Daren Blomquist, vice president at RealtyTrac—a company that divulges analytics and housing data—believes that foreclosure rates are set to taper off substantially. “Given that August 2006 was the peak of the housing bubble, this eight-and-a-half year low in foreclosure activity is a significant milestone and a sign that nationwide foreclosure activity is on track to return to historic norms this year — and is possibly even headed below historic norms…,” said Blomquist.

According to CoreLogic National Foreclosure Report, in February of this year, there were 39,000 foreclosures, which is a large decrease from the foreclosure rate of February of last year which was 46,000.

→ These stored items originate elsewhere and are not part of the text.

PR #261, opened 2021-08-03
Close #252, alcourts tests MVP

### LINKED ISSUE #252: Tests: add test_alcourts files and MVP tests
Not sure exactly what these will look like as I've not worked with this module much before.

plocket:
Also does some transformation of the address if needed since it can come from user input. I can change that back if desired.

Having multiple pages this way ends up letting the test run faster. When we have a testing step for tapping the 'Back' button, we can get rid of some of these pages.

Close #252

### DIFF
--- a/docassemble/AssemblyLine/al_courts.py
+++ b/docassemble/AssemblyLine/al_courts.py
@@ -1,7 +1,7 @@
 #####################################
 # Package for a very simple / MVP list of courts that is mostly signature compatible w/ MACourts for now
 
-from docassemble.base.util import path_and_mimetype, Address, LatitudeLongitude, DAStaticFile, markdown_to_html, prevent_dependency_satisfaction, DAObject, DAList, DADict, log, space_to_underscore, defined
+from docassemble.base.util import path_and_mimetype, Address, LatitudeLongitude, DAStaticFile, markdown_to_html, prevent_dependency_satisfaction, DAObject, DAList, DADict, log, space_to_underscore
 from docassemble.base.legal import Court
 import pandas as pd
 import os
@@ -45,7 +45,7 @@ class ALCourt(Court):
       list.
       """
       # Avoid forcing the interview to define the court's address
-      if defined( self.attr_name('address.city') ):
+      if hasattr( self, 'address' ) and hasattr( self.address, 'city' ):
         if self.address.city in str(self.name):
           return str(self.name)
         else:
@@ -58,19 +58,7 @@ class ALCourt(Court):
       Returns a markdown formatted string with the name and address of the court.
       More concise version without description; suitable for a responsive case.
       """
-      label = f'**{ self.short_label() }**'
-      
-      # Handle inconsistent user-defined court data
-      # If address has not been left blank
-      if (( defined( self.attr_name('address.address') )
-          or defined( self.attr_name('address.city') ))
-          and self.address.on_one_line() != ', ' ):
-        # Handle no street address first line
-        street_normalized = re.sub( r'^, ', '', self.address.on_one_line() )
-        # Handle missing city name
-        address = re.sub( r', ,', ',', street_normalized )
-        label += f'[BR]{ address }'
-      return label
+      return f'**{ self.short_label() }**[BR]{ self.address.on_one_line() }'
     
     def short_description(self)->str:
       """
@@ -78,7 +66,10 @@ class ALCourt(Court):
       the description of the court, for inclusion in the results page with radio
       buttons.
       """
-      return f'{ self.short_label_and_address() }[BR]{ self.description }'
+      all_info = f'**{ self.short_label() }**'
+      if hasattr( self, 'address' ):
+        all_info = f'{ all_info }[BR]{ self.address.on_one_line() }'
+      return f'{ all_info }[BR]{ self.description }'
   
     def from_row(self, df_row, ensure_lat_long=True)->None:
       """
--- a/docassemble/AssemblyLine/al_courts.py
+++ b/docassemble/AssemblyLine/al_courts.py
@@ -1,10 +1,11 @@
 #####################################
 # Package for a very simple / MVP list of courts that is mostly signature compatible w/ MACourts for now
 
-from docassemble.base.util import path_and_mimetype, Address, LatitudeLongitude, DAStaticFile, markdown_to_html, prevent_dependency_satisfaction, DAObject, DAList, DADict, log, space_to_underscore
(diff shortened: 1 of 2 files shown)


docassemble/AssemblyLine/al_courts.py
```diff
@@ -43,25 +44,41 @@ def short_label(self)->str:
       append city name to the court name. This is good for a drop-down selection
       list.
       """
-      if self.address.city in str(self.name):
-        return str(self.name)
+      # Avoid forcing the interview to define the court's address
+      if defined( self.attr_name('address.city') ):
```
nonprofittechy, line 48: Recommend using hasattr and not `defined` wherever possible. It's possible here

docassemble/AssemblyLine/al_courts.py
```diff
@@ -43,25 +44,41 @@ def short_label(self)->str:
...
+        return str( self.name )
     
     def short_label_and_address(self)->str:
       """
       Returns a markdown formatted string with the name and address of the court.
       More concise version without description; suitable for a responsive case.
       """
-      return '**' + self.short_label() + '**' + '[BR]' + self.address.on_one_line()
+      label = f'**{ self.short_label() }**'
+
```
nonprofittechy, line 62: This behavior no longer matches the name of the method.

docassemble/AssemblyLine/data/questions/test_alcourts.yml
```diff
@@ -0,0 +1,253 @@
+---
+include:
+  - al_package.yml
+---
+metadata:
+  title: |
+    Test courts classes
+---
+# TODO: When the testing framework implements the back button,
```
nonprofittechy, line 9: Suggestion: using the back button sounds complex and might not be needed here. So designing around the current framework might be better

docassemble/AssemblyLine/al_courts.py
```diff
@@ -43,25 +44,41 @@ def short_label(self)->str:
...
+      return label
     
     def short_description(self)->str:
       """
       Returns a Markdown formatted string that includes the disambiguated name and 
       the description of the court, for inclusion in the results page with radio
       buttons.
       """
-      return '**' + self.short_label() + '**' + '[BR]' + self.address.on_one_line() + '[BR]' + self.description
+      return f'{ self.short_label_and_address() }[BR]{ self.description }'
```
nonprofittechy, line 81: Is it intentional to remove the bold formatting here?

nonprofittechy (changes requested):
I would take another look at the changes to the ALCourt class. The test looks fine.

nonprofittechy:
Something to keep in mind with this test, which I recognize isn't complete yet, is that the user input of name and address will almost always be a substitute for choosing from a list and vice versa. If the user provided the name and address of a court, they shouldn't interact with the `short_description()` etc. methods. Conversely, if they do select from a list, the address should generally be provided in the spreadsheet or database.

docassemble/AssemblyLine/al_courts.py
nonprofittechy: Never mind--I see it's inheriting from a different method now!

plocket:
> Something to keep in mind with this test, which I recognize isn't complete yet, is that the user input of name and address will almost always be a substitute for choosing from a list and vice versa. If the user provided the name and address of a court, they shouldn't interact with the `short_description()` etc. methods. Conversely, if they do select from a list, the address should generally be provided in the spreadsheet or database.

I'm not sure what this means in practice. That is, how should the code and tests be different?

Should the code and tests assume that the user will not be inputting an address? That is, that the input doesn't need to be cleaned up?

What's the relevance to the description? The tests just define the description so that there's a way to test that `short_description()` functions correctly.

Also, should I take this to mean that eventually the tests should use JSON court data? If so, whoever writes the tests and data for that needs to understand the different edge cases that need to be tested.

docassemble/AssemblyLine/al_courts.py
plocket: This was meant to display information correctly if the user omits certain pieces of the address. Is that not desired? Do we expect that addresses will only be through developers?

nonprofittechy: Let's make the method match its name. It would be confusing otherwise. Safety is a good goal but this is not an instance where it is needed.

This method would never be used in a user input situation. It is to aid with selecting the court from a list of predefined courts.

nonprofittechy:
> 
> 
> > Something to keep in mind with this test, which I recognize isn't complete yet, is that the user input of name and address will almost always be a substitute for choosing from a list and vice versa. If the user provided the name and address of a court, they shouldn't interact with the `short_description()` etc. methods. Conversely, if they do select from a list, the address should generally be provided in the spreadsheet or database.
> 
> I'm not sure what this means in practice. That is, how should the code and tests be different?
> 
> Should the code and tests assume that the user will not be inputting an address? That is, that the input doesn't need to be cleaned up?

We can happily test all of the methods. My comment was about what changes to the methods are justified.

These methods: `short_label`, `short_label_and_address`, and `short_description` are all meant to be used when the developer provides a list of courts and the user needs to choose one of the items in the list. Therefore there is no need to make any of these three methods handle user input.

That said, I think the change to make `short_label` not depend on the city is justified, because the developer might upload a list of courts without addresses. But it does not make sense to remove the address from the `short_label_and_address` method.

FYI, these were all copied blindly from the `MACourt` class, and actually they don't look like they'll ever be used in the ALCourtLoader/ALCourt class, because that class does not load all of the court data until a court is selected from the list. So maybe we should just remove the methods for now! The functionality they have should be migrated to the ALCourtLoader class.

> What's the relevance to the description? The tests just define the description so that there's a way to test that `short_description()` functions correctly.

See above--it was just one of the 3 methods that doesn't really need to handle user inputted court information.

> Also, should I take this to mean that eventually the tests should use JSON court data? If so, whoever writes the tests and data for that needs to understand the different edge cases that need to be tested.

Eventually we should test the data loading functionality. There is a sample XLSX court file in the suffolklitlab/docassemble-ALGenericJurisdiction repo.

This class is being used by one developer in Canada right now, and I think we still have a lot to learn about how it can be built out in a generic way. I don't remember if either Illinois or Louisiana are using it yet--I think they are both working with just selecting the user's county name. I'm willing to wait to see what features are needed before we add any functionality.

plocket:
Made changes. Not sure if this is what was desired. For example, if those methods are being removed, I'm not sure what this is meant to be testing at this time. There's always the option of not testing this for now and leaving testing for the future when we have more of an idea of what we want from this module.

nonprofittechy (approved):
Looks good! We can adjust tests when we make further changes to the class (no rush until we have a real-world use case), but I'm fine testing the current behavior as you do here.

This may all be due to the economy picking up all around. One could say that from February 14 to February 15, foreclosure inventory decreased because more people became employed, thus they were able to pay their mortgages. Home values have increased as well, as  has the demand for homes—another great sign.

Even though foreclosure rates seem to be dwindling down for the most part, there are states in the U.S. that aren’t having the same results. For example, Massachusetts has an increase in foreclosure activity by about 53 percent from last year. New York has increased by 19 percent from last year, as well. One could ask why this is happening in some spots as opposed to others. Do some regions offer more employment? Is housing more in demand in other places?

All in all, as a whole the nation is having a  decrease in foreclosure activity, which is a great sign for those employed in the housing economy. They can take advantage of increased demand for homes, more jobs and more families will be able to afford their mortgages. With analytics showing a more optimistic side of foreclosures, we are excited to see what is to come.